[EXERCISE BRIEF]: For the word "files", state how many lines of the records include it, with no other text.

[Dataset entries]

--------------------------------

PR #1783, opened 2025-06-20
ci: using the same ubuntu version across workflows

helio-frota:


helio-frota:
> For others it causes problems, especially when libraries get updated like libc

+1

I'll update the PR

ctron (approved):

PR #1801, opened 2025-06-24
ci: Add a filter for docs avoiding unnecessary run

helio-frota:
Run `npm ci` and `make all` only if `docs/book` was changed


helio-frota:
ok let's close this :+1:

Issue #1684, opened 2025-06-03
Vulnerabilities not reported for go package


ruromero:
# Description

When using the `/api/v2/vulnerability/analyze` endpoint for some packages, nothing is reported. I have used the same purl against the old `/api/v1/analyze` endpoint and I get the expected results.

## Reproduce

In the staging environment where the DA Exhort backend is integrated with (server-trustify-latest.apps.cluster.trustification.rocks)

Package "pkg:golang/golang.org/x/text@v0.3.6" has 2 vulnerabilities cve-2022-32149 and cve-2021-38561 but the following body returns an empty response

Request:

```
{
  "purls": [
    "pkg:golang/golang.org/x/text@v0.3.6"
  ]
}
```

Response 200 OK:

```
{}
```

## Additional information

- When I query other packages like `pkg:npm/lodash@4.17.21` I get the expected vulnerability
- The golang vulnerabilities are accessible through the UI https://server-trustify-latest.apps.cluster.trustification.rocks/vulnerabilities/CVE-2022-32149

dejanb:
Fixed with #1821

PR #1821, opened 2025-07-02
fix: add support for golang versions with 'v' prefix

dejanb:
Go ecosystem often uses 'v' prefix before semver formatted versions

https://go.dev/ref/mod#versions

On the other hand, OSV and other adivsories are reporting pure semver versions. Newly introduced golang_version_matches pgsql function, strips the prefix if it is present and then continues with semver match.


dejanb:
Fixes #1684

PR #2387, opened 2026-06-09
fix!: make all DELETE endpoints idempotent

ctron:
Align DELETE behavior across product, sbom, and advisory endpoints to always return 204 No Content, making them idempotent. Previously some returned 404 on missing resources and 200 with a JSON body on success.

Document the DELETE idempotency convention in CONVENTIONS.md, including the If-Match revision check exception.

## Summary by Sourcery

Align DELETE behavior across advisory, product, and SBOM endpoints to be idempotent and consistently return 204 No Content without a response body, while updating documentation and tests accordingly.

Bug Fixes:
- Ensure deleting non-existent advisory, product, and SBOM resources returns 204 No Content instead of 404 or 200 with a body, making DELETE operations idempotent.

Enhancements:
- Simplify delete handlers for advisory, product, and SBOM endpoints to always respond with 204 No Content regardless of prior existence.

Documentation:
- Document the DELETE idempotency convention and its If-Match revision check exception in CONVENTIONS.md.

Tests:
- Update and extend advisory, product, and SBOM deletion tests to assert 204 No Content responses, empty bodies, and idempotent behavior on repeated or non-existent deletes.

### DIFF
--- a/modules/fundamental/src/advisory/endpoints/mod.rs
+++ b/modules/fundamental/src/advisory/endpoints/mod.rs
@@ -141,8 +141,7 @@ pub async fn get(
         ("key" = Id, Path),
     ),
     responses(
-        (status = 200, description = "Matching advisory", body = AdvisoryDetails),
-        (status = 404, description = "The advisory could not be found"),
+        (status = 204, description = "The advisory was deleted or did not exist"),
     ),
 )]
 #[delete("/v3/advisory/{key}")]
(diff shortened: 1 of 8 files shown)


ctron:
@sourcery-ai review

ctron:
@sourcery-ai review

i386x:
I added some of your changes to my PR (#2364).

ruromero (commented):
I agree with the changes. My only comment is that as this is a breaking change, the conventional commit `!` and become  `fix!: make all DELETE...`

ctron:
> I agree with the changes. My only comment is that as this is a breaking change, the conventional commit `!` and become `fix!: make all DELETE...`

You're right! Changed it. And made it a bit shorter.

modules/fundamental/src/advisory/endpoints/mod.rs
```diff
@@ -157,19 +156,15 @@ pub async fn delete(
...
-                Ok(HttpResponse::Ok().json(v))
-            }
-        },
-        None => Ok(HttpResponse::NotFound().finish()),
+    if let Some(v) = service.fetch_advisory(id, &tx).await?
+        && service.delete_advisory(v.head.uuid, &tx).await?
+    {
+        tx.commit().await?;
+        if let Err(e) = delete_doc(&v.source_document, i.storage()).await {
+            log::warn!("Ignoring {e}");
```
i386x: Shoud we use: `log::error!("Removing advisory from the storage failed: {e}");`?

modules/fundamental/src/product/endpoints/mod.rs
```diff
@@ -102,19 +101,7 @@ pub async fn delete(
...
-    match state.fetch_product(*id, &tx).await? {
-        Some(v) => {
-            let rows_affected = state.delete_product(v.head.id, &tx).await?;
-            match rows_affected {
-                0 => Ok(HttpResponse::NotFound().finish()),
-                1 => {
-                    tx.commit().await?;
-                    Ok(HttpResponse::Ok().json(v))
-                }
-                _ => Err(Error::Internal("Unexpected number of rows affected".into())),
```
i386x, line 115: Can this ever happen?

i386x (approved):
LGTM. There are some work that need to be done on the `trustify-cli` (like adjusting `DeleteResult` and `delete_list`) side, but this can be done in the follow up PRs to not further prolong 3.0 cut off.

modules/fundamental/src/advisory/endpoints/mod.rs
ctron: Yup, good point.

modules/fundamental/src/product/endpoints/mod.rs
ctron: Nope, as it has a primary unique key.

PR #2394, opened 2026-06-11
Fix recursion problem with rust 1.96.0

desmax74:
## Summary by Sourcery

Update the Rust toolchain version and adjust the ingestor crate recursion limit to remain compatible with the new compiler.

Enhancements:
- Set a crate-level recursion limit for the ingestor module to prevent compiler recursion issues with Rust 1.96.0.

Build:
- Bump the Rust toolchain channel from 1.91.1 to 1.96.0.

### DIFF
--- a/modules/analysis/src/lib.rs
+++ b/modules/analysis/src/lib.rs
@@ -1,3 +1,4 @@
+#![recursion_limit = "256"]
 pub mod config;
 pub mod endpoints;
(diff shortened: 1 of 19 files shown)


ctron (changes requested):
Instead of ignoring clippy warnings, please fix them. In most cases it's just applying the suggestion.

--------------------------------

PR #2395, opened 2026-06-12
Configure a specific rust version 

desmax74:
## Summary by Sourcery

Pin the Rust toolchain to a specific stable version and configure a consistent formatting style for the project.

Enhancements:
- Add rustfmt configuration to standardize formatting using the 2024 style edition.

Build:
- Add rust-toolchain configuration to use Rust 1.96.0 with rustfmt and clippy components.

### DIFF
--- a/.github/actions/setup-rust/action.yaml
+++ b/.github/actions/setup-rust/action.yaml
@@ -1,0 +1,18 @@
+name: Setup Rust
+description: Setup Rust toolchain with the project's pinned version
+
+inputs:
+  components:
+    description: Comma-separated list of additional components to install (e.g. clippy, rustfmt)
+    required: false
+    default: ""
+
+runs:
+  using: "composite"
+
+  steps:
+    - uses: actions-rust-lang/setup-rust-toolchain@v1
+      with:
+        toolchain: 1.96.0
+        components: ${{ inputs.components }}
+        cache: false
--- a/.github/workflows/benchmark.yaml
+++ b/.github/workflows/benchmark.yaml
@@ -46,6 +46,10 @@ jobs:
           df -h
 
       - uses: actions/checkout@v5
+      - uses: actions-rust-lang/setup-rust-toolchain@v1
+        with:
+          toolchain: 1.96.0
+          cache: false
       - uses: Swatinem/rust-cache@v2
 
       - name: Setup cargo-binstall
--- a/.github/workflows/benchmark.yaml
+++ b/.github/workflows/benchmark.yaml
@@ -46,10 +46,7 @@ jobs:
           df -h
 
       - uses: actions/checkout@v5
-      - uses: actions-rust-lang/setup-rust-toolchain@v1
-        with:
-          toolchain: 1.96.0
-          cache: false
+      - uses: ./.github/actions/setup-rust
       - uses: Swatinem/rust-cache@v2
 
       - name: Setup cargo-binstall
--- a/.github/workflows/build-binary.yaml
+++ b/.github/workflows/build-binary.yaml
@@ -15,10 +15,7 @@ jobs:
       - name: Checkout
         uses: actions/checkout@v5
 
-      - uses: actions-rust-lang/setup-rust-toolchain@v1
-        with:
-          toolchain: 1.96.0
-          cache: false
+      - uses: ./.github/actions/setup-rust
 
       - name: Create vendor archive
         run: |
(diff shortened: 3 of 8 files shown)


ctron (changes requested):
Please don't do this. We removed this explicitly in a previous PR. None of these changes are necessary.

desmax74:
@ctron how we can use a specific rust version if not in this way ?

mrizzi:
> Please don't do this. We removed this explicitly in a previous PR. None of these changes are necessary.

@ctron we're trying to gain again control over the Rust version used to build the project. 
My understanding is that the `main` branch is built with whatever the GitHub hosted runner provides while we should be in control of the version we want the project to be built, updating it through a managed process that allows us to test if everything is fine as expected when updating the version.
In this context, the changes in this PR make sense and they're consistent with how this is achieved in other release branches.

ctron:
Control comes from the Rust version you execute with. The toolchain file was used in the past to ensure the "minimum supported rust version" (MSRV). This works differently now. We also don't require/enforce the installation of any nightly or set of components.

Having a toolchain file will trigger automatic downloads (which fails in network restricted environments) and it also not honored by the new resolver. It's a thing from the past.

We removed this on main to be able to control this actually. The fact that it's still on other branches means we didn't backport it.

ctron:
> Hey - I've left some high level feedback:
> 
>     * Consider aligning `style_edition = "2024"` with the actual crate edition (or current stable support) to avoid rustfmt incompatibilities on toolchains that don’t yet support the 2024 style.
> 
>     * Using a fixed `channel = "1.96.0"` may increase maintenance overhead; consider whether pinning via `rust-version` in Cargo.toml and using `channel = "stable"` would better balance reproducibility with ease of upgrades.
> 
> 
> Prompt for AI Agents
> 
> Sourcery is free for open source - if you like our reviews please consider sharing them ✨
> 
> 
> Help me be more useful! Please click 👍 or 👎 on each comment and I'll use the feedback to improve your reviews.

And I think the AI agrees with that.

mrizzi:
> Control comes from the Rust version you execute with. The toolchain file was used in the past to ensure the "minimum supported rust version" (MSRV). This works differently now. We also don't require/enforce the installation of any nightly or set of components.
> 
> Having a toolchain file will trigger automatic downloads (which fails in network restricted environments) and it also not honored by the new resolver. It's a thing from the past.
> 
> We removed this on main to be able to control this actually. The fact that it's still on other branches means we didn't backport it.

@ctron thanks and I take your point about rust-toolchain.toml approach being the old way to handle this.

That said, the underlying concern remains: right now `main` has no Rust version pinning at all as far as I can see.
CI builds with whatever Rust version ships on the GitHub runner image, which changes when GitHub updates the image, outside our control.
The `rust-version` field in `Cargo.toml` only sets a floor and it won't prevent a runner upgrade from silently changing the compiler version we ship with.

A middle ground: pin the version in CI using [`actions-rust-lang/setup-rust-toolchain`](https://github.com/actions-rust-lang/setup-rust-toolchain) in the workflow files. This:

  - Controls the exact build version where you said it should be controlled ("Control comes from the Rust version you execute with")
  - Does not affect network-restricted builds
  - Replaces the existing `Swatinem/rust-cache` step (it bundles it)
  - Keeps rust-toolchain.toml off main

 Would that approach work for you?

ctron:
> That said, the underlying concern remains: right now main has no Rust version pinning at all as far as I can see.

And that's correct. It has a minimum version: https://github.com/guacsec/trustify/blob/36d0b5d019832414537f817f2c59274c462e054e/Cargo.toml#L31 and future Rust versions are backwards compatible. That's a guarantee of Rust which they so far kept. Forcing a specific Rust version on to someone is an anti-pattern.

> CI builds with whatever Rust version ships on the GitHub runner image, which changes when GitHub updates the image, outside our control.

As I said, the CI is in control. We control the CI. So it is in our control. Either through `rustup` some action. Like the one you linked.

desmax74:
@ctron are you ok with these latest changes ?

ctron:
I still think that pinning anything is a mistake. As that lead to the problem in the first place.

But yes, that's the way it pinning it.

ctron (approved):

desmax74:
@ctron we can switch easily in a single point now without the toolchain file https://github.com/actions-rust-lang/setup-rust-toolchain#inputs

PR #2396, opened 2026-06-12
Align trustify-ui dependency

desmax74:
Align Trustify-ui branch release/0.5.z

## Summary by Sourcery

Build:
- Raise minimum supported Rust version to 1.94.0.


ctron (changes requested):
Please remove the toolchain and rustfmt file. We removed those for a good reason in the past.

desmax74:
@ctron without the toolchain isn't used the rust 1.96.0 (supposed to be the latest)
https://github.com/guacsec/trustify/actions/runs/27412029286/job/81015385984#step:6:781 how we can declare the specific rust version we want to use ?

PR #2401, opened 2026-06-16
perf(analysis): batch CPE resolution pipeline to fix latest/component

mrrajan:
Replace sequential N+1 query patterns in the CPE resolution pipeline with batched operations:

--------------------------------

[RESPONSE]: 4